## DESCRIPTION OF THE TASK
Check the records below line by line, and report how many lines include the string "Debug". No other words are needed.

Stored items
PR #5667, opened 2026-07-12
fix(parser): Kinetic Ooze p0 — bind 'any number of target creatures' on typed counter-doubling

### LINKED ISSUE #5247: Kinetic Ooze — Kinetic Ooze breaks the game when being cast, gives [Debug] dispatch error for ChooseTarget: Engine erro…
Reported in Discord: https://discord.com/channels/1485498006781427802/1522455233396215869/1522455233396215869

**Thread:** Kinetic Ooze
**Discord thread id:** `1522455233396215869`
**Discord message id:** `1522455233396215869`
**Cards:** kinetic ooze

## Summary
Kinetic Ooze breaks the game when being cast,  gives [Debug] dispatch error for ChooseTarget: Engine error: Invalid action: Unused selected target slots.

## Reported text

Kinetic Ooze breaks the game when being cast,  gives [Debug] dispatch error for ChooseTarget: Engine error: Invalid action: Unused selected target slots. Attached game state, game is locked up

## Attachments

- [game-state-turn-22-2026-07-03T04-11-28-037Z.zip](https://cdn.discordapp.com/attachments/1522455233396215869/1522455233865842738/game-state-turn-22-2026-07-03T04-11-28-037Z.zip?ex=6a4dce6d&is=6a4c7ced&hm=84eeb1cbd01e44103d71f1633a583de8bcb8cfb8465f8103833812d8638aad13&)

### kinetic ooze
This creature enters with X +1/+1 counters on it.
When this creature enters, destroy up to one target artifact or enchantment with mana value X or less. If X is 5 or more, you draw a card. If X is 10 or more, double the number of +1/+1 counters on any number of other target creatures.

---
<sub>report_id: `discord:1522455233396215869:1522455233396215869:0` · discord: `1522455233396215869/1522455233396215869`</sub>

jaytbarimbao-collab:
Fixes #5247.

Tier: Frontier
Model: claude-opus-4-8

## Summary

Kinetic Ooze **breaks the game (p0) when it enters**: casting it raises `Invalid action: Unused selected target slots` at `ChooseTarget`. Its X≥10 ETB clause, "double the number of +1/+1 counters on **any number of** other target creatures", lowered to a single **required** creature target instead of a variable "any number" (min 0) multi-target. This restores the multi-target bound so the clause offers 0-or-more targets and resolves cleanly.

## RESPONSE AREA
3